Task material =

PR #13, opened 2020-02-17
Adds dependabot for dependency management

esacteksab:


dynamike:
@suzubara This PR will add dependabot to the repo, which submit PRs with updates the various JS modules. Right now it will run weekly.

.dependabot/config.yml
```diff
@@ -0,0 +1,9 @@
+version: 1
+update_configs:
+  # Keep go modules up to date, batching pull requests weekly
```
suzubara: seems like this should be `js modules` :)

dynamike: doh :)

esacteksab: Ooops! My copy and paste is showing!

PR #21, opened 2020-03-11
Add support for additional custom class names for Button

gidjin:
In our use of `Button` it would be helpful to add custom class names so we could make the custom theming we need for MilMove. This PR adds support for that.


src/components/Button/Button.tsx
```diff
@@ -13,6 +13,7 @@ interface ButtonProps {
   big?: boolean
   unstyled?: boolean
   onClick?: (event: React.MouseEvent<HTMLButtonElement>) => void
+  className?: string
```
suzubara: so this is just a suggestion but I think it will be useful for us to adopt throughout this lib... I recently discovered you can do this when defining prop types for components that implement HTML elements:
```
export const Button = (props: ButtonProps & React.HTMLAttributes<HTMLButtonElement>): React.ReactElement => {...
```

that will automatically extend any native HTML or React props that a `<button>` element should be able to receive, and then we don't have to explicitly include props such as `onClick` and `className` in our `ButtonProps`! super useful :D there is a full list of React types here https://www.saltycrane.com/cheat-sheets/typescript/react/latest/

gidjin: This sounds like a great idea, I'll update this PR accordingly.

PR #32, opened 2020-03-19
Release candidate: 1.1.0

suzubara:
## [1.1.0] - 2020-03-19

- Add initial set of USWDS form components (Checkbox, Dropdown, ErrorMessage, Fieldset, Form, FormGroup, Label, Radio, TextInput, Textarea)
- Add native HTML attributes to existing Tag & Button components in order to support custom CSS classes
- Added new Modal component (designed by Truss) and related Overlay and ModalContainer components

Work required = The full set of entries has to be duplicated precisely.

Written response =
PR #13, opened 2020-02-17
Adds dependabot for dependency management

esacteksab:


dynamike:
@suzubara This PR will add dependabot to the repo, which submit PRs with updates the various JS modules. Right now it will run weekly.

.dependabot/config.yml
```diff
@@ -0,0 +1,9 @@
+version: 1
+update_configs:
+  # Keep go modules up to date, batching pull requests weekly
```
suzubara: seems like this should be `js modules` :)

dynamike: doh :)

esacteksab: Ooops! My copy and paste is showing!

PR #21, opened 2020-03-11
Add support for additional custom class names for Button

gidjin:
In our use of `Button` it would be helpful to add custom class names so we could make the custom theming we need for MilMove. This PR adds support for that.


src/components/Button/Button.tsx
```diff
@@ -13,6 +13,7 @@ interface ButtonProps {
   big?: boolean
   unstyled?: boolean
   onClick?: (event: React.MouseEvent<HTMLButtonElement>) => void
+  className?: string
```
suzubara: so this is just a suggestion but I think it will be useful for us to adopt throughout this lib... I recently discovered you can do this when defining prop types for components that implement HTML elements:
```
export const Button = (props: ButtonProps & React.HTMLAttributes<HTMLButtonElement>): React.ReactElement => {...
```

that will automatically extend any native HTML or React props that a `<button>` element should be able to receive, and then we don't have to explicitly include props such as `onClick` and `className` in our `ButtonProps`! super useful :D there is a full list of React types here https://www.saltycrane.com/cheat-sheets/typescript/react/latest/

gidjin: This sounds like a great idea, I'll update this PR accordingly.

PR #32, opened 2020-03-19
Release candidate: 1.1.0

suzubara:
## [1.1.0] - 2020-03-19

- Add initial set of USWDS form components (Checkbox, Dropdown, ErrorMessage, Fieldset, Form, FormGroup, Label, Radio, TextInput, Textarea)
- Add native HTML attributes to existing Tag & Button components in order to support custom CSS classes
- Added new Modal component (designed by Truss) and related Overlay and ModalContainer components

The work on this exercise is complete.